§ INSTRUCTIONS TO FOLLOW:
Nothing belongs in the answer except the lines of the material that include "resources".

§ TASK MATERIAL:
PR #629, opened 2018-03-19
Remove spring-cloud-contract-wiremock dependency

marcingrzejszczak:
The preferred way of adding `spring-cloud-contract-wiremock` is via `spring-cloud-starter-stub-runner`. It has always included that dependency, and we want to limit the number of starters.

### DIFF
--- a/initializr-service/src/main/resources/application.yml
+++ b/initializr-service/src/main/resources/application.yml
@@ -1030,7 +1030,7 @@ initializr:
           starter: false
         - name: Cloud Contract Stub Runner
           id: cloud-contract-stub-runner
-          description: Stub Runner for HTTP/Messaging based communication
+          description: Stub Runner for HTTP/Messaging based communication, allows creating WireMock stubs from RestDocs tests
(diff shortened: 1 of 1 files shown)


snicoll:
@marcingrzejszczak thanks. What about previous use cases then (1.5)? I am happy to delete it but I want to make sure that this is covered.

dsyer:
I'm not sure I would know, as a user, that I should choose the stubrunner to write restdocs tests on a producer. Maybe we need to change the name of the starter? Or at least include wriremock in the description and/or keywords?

---

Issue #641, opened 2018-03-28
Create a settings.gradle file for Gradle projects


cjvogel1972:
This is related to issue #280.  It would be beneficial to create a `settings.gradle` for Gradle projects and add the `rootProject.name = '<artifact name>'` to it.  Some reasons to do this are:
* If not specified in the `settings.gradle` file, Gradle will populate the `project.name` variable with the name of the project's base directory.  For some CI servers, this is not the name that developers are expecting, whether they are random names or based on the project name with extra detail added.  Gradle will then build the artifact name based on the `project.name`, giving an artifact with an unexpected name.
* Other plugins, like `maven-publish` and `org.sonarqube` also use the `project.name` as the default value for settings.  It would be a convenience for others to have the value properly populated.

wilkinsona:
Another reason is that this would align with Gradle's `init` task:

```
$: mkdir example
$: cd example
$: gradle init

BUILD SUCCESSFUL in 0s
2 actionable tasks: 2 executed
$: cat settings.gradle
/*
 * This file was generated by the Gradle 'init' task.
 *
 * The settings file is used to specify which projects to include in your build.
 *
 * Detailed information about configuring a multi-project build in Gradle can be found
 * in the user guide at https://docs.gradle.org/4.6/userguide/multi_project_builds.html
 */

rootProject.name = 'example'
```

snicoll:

§ ANSWER SECTION:
--- a/initializr-service/src/main/resources/application.yml
+++ b/initializr-service/src/main/resources/application.yml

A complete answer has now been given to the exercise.